──────── Information given ────────

PR #2490, opened 2026-07-06
fix(core): extend checkout_tree rev-spec denylist to ~, @, {, }

### LINKED ISSUE #2481: Git build: checkout_tree rev-spec denylist is incomplete (allows HEAD~N, @{...}, etc.)

## Summary

`checkout_tree()` in `libraries/core/src/build/git.rs` guards against arbitrary git rev-spec expressions with a small denylist, but the denylist is incomplete. Its own comment states the intent is to "only allow hex commit hashes and branch/tag names," yet several rev-spec forms slip through and are resolved by `revparse_ext`.

## Details

```rust
fn checkout_tree(repository: &git2::Repository, commit_hash: &str) -> eyre::Result<()> {
    // Reject arbitrary rev-spec expressions; only allow hex commit hashes and branch/tag names.
    if commit_hash.contains("..") || commit_hash.contains(':') || commit_hash.contains('^') {
        eyre::bail!(
            "invalid commit reference '{commit_hash}': rev-spec expressions are not allowed"
        );
    }
    let (object, reference) = repository
        .revparse_ext(commit_hash)
        .context("failed to parse ref")?;
    // ...
}
```

The denylist blocks `..`, `:`, and `^`, but does **not** block other rev-spec navigation/selection operators that `revparse_ext` happily resolves, including:

- `~` — e.g. `HEAD~3`, `main~10` (ancestor navigation)
- `@{...}` — e.g. `main@{upstream}`, `HEAD@{yesterday}`, `HEAD@{2}` (reflog / date / upstream selectors)
- bare `@` as an alias for `HEAD`

So a value such as `rev: HEAD~1` or `rev: main@{yesterday}` in a dataflow descriptor passes the guard and resolves to a commit that is *not* the intended pinned hash/branch/tag — exactly the class of input the comment says should be rejected.

## Impact

- The validation does not enforce its stated contract, so a build can resolve to an unintended commit (reproducibility / correctness).
- A denylist approach here is inherently fragile: any rev-spec operator not explicitly enumerated bypasses it.

## Suggested fix

Prefer an **allowlist** over a denylist. For example:
- Accept a value only if it matches a hex object id (`^[0-9a-fA-F]{7,40}$`), **or**
- It is a valid branch/tag name that resolves via `revparse_single`/`revparse_ext` **and** the resulting reference is confirmed to be a local/remote branch or tag (not an arbitrary rev-spec).

At minimum, extend the denylist to also reject `~`, `@`, `{`, and `}` so the current guard matches its documented intent.

## Location

- `libraries/core/src/build/git.rs` — `checkout_tree()`.

phil-opp:
Fixes #2481.

## Summary

`checkout_tree()` in `libraries/core/src/build/git.rs` guards against arbitrary git rev-spec expressions with a denylist, whose comment states the intent is to "only allow hex commit hashes and branch/tag names." The denylist blocked `..`, `:`, and `^`, but not other rev-spec navigation/selection operators that `revparse_ext` happily resolves:

- `~` — e.g. `HEAD~3`, `main~10` (ancestor navigation)
- `@{...}` — e.g. `main@{upstream}`, `HEAD@{yesterday}`, `HEAD@{2}` (reflog / date / upstream selectors)
- bare `@` as an alias for `HEAD`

────────

▶ [Problem statement]: An exact transcription of all the material above is the expected answer.

▶ [Written answer]:
PR #2490, opened 2026-07-06
fix(core): extend checkout_tree rev-spec denylist to ~, @, {, }

### LINKED ISSUE #2481: Git build: checkout_tree rev-spec denylist is incomplete (allows HEAD~N, @{...}, etc.)

## Summary

`checkout_tree()` in `libraries/core/src/build/git.rs` guards against arbitrary git rev-spec expressions with a small denylist, but the denylist is incomplete. Its own comment states the intent is to "only allow hex commit hashes and branch/tag names," yet several rev-spec forms slip through and are resolved by `revparse_ext`.

## Details

```rust
fn checkout_tree(repository: &git2::Repository, commit_hash: &str) -> eyre::Result<()> {
    // Reject arbitrary rev-spec expressions; only allow hex commit hashes and branch/tag names.
    if commit_hash.contains("..") || commit_hash.contains(':') || commit_hash.contains('^') {
        eyre::bail!(
            "invalid commit reference '{commit_hash}': rev-spec expressions are not allowed"
        );
    }
    let (object, reference) = repository
        .revparse_ext(commit_hash)
        .context("failed to parse ref")?;
    // ...
}
```

The denylist blocks `..`, `:`, and `^`, but does **not** block other rev-spec navigation/selection operators that `revparse_ext` happily resolves, including:

- `~` — e.g. `HEAD~3`, `main~10` (ancestor navigation)
- `@{...}` — e.g. `main@{upstream}`, `HEAD@{yesterday}`, `HEAD@{2}` (reflog / date / upstream selectors)
- bare `@` as an alias for `HEAD`

So a value such as `rev: HEAD~1` or `rev: main@{yesterday}` in a dataflow descriptor passes the guard and resolves to a commit that is *not* the intended pinned hash/branch/tag — exactly the class of input the comment says should be rejected.

## Impact

- The validation does not enforce its stated contract, so a build can resolve to an unintended commit (reproducibility / correctness).
- A denylist approach here is inherently fragile: any rev-spec operator not explicitly enumerated bypasses it.

## Suggested fix

Prefer an **allowlist** over a denylist. For example:
- Accept a value only if it matches a hex object id (`^[0-9a-fA-F]{7,40}$`), **or**
- It is a valid branch/tag name that resolves via `revparse_single`/`revparse_ext` **and** the resulting reference is confirmed to be a local/remote branch or tag (not an arbitrary rev-spec).

At minimum, extend the denylist to also reject `~`, `@`, `{`, and `}` so the current guard matches its documented intent.

## Location

- `libraries/core/src/build/git.rs` — `checkout_tree()`.

phil-opp:
Fixes #2481.

## Summary

`checkout_tree()` in `libraries/core/src/build/git.rs` guards against arbitrary git rev-spec expressions with a denylist, whose comment states the intent is to "only allow hex commit hashes and branch/tag names." The denylist blocked `..`, `:`, and `^`, but not other rev-spec navigation/selection operators that `revparse_ext` happily resolves:

- `~` — e.g. `HEAD~3`, `main~10` (ancestor navigation)
- `@{...}` — e.g. `main@{upstream}`, `HEAD@{yesterday}`, `HEAD@{2}` (reflog / date / upstream selectors)
- bare `@` as an alias for `HEAD`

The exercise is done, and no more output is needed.